V. The Spread of Christianity to Antioch. The interest of the author of Acts 21-1536 in Paul and Peter led him to introduce immediately after the story of Philip's baptism of the Ethiopian eunuch the accounts of the way in which these two leading apostles were divinely led to see that God's gracious purpose included Gentiles as well as Jews. In developing the symmetrical plan of his history, the author recorded the mission of the apostles first to the Jews, then to the Samaritans, then to the Gentiles. Out of deference to Paul and Peter and in keeping with his point of view, it was also natural that he should give Paul and Peter the precedence; although Acts 931 plainly states that the events underlying the account of Peter's vision and baptism of the Roman centurion Cornelius were not immediately after the death of Stephen but during a period of peace, after the church had been extended widely "all over Judea, Galilee, and Samaria." Fortunately, however, Luke has cited definite evidence of what Paul states in his letter to the Galatians (cf. 28, 9), namely, that the pioneer in proclaiming Jesus to the Gentiles was not Peter. It was not even Paul but certain Hellenistic Christians, natives of Cyprus and Cyrene, who at Antioch, soon after the death of Stephen, "told the Greeks also the Gospel of the Lord Jesus." This reading is supported by excellent texts and is clearly implied by the context, although in the accepted version it reads Hellenists (Greek-speaking Jews) instead of Hellenes (Greeks).
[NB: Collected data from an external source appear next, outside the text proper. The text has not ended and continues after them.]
PR #1676, opened 2023-03-04
Fix a typo in `apply_route_obs`

mo-hosni:
Fixed a typo in `apply_route_obs` in scripts/tcl_commands/routing.tcl.


donn (approved):
Thanks for catching that.

PR #1684, opened 2023-03-16
Rework Placement

donn:
+ Add warning when attempting to run Sylvain's script without `DPL_CELL_PADDING` >= 0
+ Add warning when DPL_CELL_PADDING is set to greater than GPL_CELL_PADDING
~ **Use $HOME/.volare as the default PDK location**
~ `PL_TARGET_DENSITY` incorporates value of `GPL_CELL_PADDING` in calculation
~ Updated various config files to handle new default padding options
~ CI bugfixes + support for Volare 0.7.1

[ci ets]

---

Depends on https://github.com/RTimothyEdwards/open_pdks/pull/358.


donn:
@marwaneltoukhy It triples the design area and is only needed for the custom script, which is disabled by default in favor of DIS 3.

marwaneltoukhy (approved):

PR #1698, opened 2023-03-27
Enhance Synthesis Exit Checks

kareefardi:
~ In `yosys`, call `check -assert` at the correct stage. This requires expanding `yosys` built-in command `synth` to its original sub-commands found in https://github.com/YosysHQ/yosys/blob/master/techlibs/common/synth.cc and inject `check -assert` in the middle of the expanded command. Experimentally, this was the only way to properly capture used wires that do not have a driver.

Probably Luke wrote Hellenists, although his

source read Hellenes. It was this significant step in the extension of Christianity to the whole world which led the author to add in Acts 1122, 23 that, when the news of this preaching of the Gospel to the Gentiles reached the church in Jerusalem "they despatched Barnabas to Antioch. When he came and saw the grace of God he rejoiced and encouraged them all to remain loyal to the Lord with hearty purpose, for he was a good man, full of the Holy Spirit and faith." The narrator has apparently forgotten for the moment that Barnabas was a Hellenist and therefore among those who had fled from Jerusalem after Stephen's martyrdom. The next verse, evidently quoted from an early source, states that "Barnabas went off to Tarsus to look for Saul." Barnabas was the leading spirit in the Antioch church. It is exceedingly probable that this Cypriot was the leader of "the citizens of Cyprus" who first preached the Gospel to the Greeks. Lucius, another leader at Antioch, was a native of Cyrene (Acts 131). To these generous, noble-hearted Hellenistic Jews, Barnabas and Lucius, beyond reasonable doubt belongs the honor of first breaking the bonds of Judaism and of establishing the important precedents which Paul later made an accepted principle.
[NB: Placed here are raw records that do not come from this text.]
Issue #1711, opened 2023-04-01
Provide option to increase pin spacing with pin_order.cfg


vijayank88:
### Description

Based on comment https://github.com/The-OpenROAD-Project/OpenLane/issues/1699#issuecomment-1488316946
For IO limited block with fixed pin location through `pin_order.cfg` it is good to add `FP_IO_MIN_DISTANCE` configuration to keep some minimum distance.

![pin_order_issue](https://user-images.githubusercontent.com/85787913/229271645-9b6643ca-83fb-49e6-8894-346886396c72.png)
in above floorplan, the corner has some more space. As existing pin placement not increasing pin distance. It is good to customize pin distance for better pin placement.

So it will be easy to place buffer and routing, otherwise facing congestion issue.

kareefardi:
@vijayank88 what is the exact configuration that you used to take that screenshot?

vijayank88:
Increased die size 1600x3010 and ran the OpenLane flow with user design of fixed pin_order.cfg.

vijayank88:
Yes, I agree. Die size should be increased to place all the pins...

hanm2019:
make be place in multiple layer? Can I decide the pin's layer also in pin_order.cfg? such as
```
#LAYER 1
#N 
clk
rst
bypass

#S
xxxx

#LAYER 2
#N 
...
...

#S
...
...

```

PR #1715, opened 2023-04-04
`io_place.py` Fixes

kareefardi:
Fixes https://github.com/The-OpenROAD-Project/OpenLane/issues/1711
\+ integrate `FP_IO_MIN_DISTANCE`
\~ respect min spacing while placing pins
\~ print on which side requested pins exceed allowed number of pins

others:
\~ tap_decap step generate output to tmp instead of result
\~ gen_pdn step generate output to result instead of tmp because it is the final step in floorplan stage


donn (approved):
LGTM

PR #1723, opened 2023-04-06
`io_place.py` pin separation constraints adjustments

kareefardi:
\~ set min distance in cfg file instead of using `FP_IO_MIN_DISTANCE`
\~ don't quit when min distance < legal min distance and use legal min distance. by definition if min distance is illegal it is "minimum" and we can use a higher value
\~ `min_distance` is not min spacing - adjust legal tracks in `io_place.py` under that assumption


kareefardi:
@donn do you think we should always `puts_warn` that FP_IO_MIN_DISTANCE has no use with io_place.py

donn (approved):
LGTM- good work

donn:
Also, no. If we were to warn people variables for one step wouldn't affect another, we'd be doing this for the next 8 years.

Issue #1726, opened 2023-04-10
Generate OpenROAD gui script as part of results


xobs:
### Description

OpenROAD has a very powerful GUI that requires some setup in order to get it working. Notably, the GUI must be passed a series of files to take maximum advantage of the information produced during build synthesis.

OpenLane could generate a script file as part of the release process that can be passed directly to openroad.

### Proposal

As an example, I have a script that loads the db, liberty, sdc, and spef files from a project:

```
read_db results/routing/minimax.odb
read_liberty /si/conda/share/pdk/gf180mcuC/libs.ref/gf180mcu_fd_sc_mcu7t5v0/liberty/gf180mcu_fd_sc_mcu7t5v0__tt_025C_5v00.lib
read_sdc results/final/sdc/minimax.sdc
read_spef results/final/spef/minimax.spef
```

Such a script could be generated very easily as part of the final generation process.

maliberty:
Note that flow.tcl has a -gui option already but it needs some work to correctly setup timing.

kareefardi:
Does https://github.com/The-OpenROAD-Project/OpenLane/pull/1729 addresses your concerns?
@xobs you can run `flow.tcl -design spm -tag tag1 -gui` to open up a (partially) finished run for spm with tag `tag1`. The above PR also load spef and sdc.

@maliberty `estimate_parastics` needs a flag. I am not aware of a direct way to find out if global routing has been run so I chose to print a message.

xobs:
That does address it, mostly. I didn't know that `flow.tcl` can be used to inspect the results of a run, in addition to running a flow.

I think the bigger issue is that the `-gui` flag doesn't appear to be documented, which may be why I didn't know it existed: https://openlane.readthedocs.io/en/latest/search.html?q=-gui&check_keywords=yes&area=default

It might be a good idea to document the existance of that option, so people know to look for it.

maliberty:
@kareefardi you could either look at what step in the flow is being loaded and decide based on that or you could look in odb and see if there are any guides present.

Issue #1692, opened 2023-03-22
load timing data in gui.tcl


maliberty:
### Description

When you run the flow with -gui the layout is loaded with the SDC & Liberty but no parasitics are loaded (or estimated).  

### Proposal

Load the spef parasitics if available or otherwise estimate some.  This will enable timing to be meaningfully used.

(I don't have time to work on this but hope someone will pick it up)

donn:
Fixed in #1729

PR #1729, opened 2023-04-10
read spef and sdc in -gui

kareefardi:
Fixes https://github.com/The-OpenROAD-Project/OpenLane/issues/1726 and https://github.com/The-OpenROAD-Project/OpenLane/issues/1692

### DIFF
--- a/scripts/openroad/gui.tcl
+++ b/scripts/openroad/gui.tcl
@@ -13,3 +13,13 @@
 # limitations under the License.
 source $::env(SCRIPTS_DIR)/openroad/common/io.tcl
 read
+if { [info exists ::env(CURRENT_SPEF)] } {
+    puts "Reading spef $::env(CURRENT_SPEF)"
+    read_spefs
+} else {
+    puts "WARNING no spef found for the current run. Please either run estimate_parasitics -placement or estimate_parasitics -global_routing"
+}
+if { [info exists ::env(CURRENT_SDC)] } {
+    puts "Reading sdc $::env(CURRENT_SDC)"
+    read_sdc $::env(CURRENT_SDC)
+}


scripts/openroad/gui.tcl
```diff
@@ -12,4 +12,14 @@
...
-read
\ No newline at end of file
+read
+if { [info exists ::env(CURRENT_SPEF)] } {
+    puts "Reading spef $::env(CURRENT_SPEF)"
+    read_spefs
+} else {
+    puts "WARNING no spef found for the current run. Please either run estimate_parasitics -placement or estimate_parasitics -global_routing"
+}
+if { [info exists ::env(CURRENT_SDC)] } {
```
donn, line 22: This is already in `read`.

scripts/openroad/gui.tcl
```diff
@@ -12,4 +12,14 @@
...
 # limitations under the License.
 source $::env(SCRIPTS_DIR)/openroad/common/io.tcl
-read
\ No newline at end of file
+read
+if { [info exists ::env(CURRENT_SPEF)] } {
+    puts "Reading spef $::env(CURRENT_SPEF)"
+    read_spefs
+} else {
+    puts "WARNING no spef found for the current run. Please either run estimate_parasitics -placement or estimate_parasitics -global_routing"
```
donn, line 20: Not really in-line with how we print warnings and such in OpenLane...

donn (changes requested):
I'll fix these myself. One sec.

donn (approved):

scripts/openroad/gui.tcl
kareefardi: I don't want to source utils.tcl so I guess I will duplicate puts_warn

PR #1731, opened 2023-04-10
Fix GDS write fail by klayout

hpretl:
If the `os.path.abspath` is added to the `design_name`, then this causes a fail of the GDS write by `klayout` (see Slack discussion with @donn).


donn (approved):
LGTM- will merge. Thank you.

Issue #1735, opened 2023-04-10
`check_synth_misc` doesn't apply when `SYNTH_ELABORATE_ONLY` is set to 1 


kareefardi:
### Description

Title.

### Expected Behavior

`elaborate.tcl` outputs a check file we should: (1) validate the checks file and adjust `elaborate.tcl` if needed (2) guarantee that check_synth_misc works when `SYNTH_ELABORATE_ONLY` 

### Environment report

```shell
N/A
```

### Reproduction material

N/A

### Relevant log output

```shell
N/A
```

PR #1736, opened 2023-04-10
Run full synth checks when synth elaborate is on

kareefardi:
```
+ set pre_synth_report depending on SYNTH_ELABORATE_ONLY
~ adjust _EXT variables in synth.tcl
~ better log message for /// sta-blackbox
- remove multiple drivers in caravel_upw and
keep the power connections only as we are mainly interested in them
```
---
Fixes https://github.com/The-OpenROAD-Project/OpenLane/issues/1735


donn:
caravel

donn (approved):
LGTM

While Jerusalem was the first home of Christianity, profligate, cosmopolitan Antioch was the birthplace and cradle of Gentile Christianity from which it radiated to all the great cities of the GræcoRoman world. It is significant that here the followers of Jesus, who had hitherto called themselves "brothers" or "believers" or "the saints" and by the Jews had been known as the "Nazarenes" or "the sect of the Nazarenes," were first called Christians. The presence of Greeks in the ranks of the new sect called for a broader designation. The term is akin to those which the Greeks of Asia coined to designate different parties, so that there is little doubt of its Hellenistic and Antiochian origin. It also indicates that the Christians of Antioch used the Greek language (for Christ is the Greek equivalent of the Hebrew word Messiah) and that the doctrine that Jesus was the promised Messiah was a distinctive element in their teaching.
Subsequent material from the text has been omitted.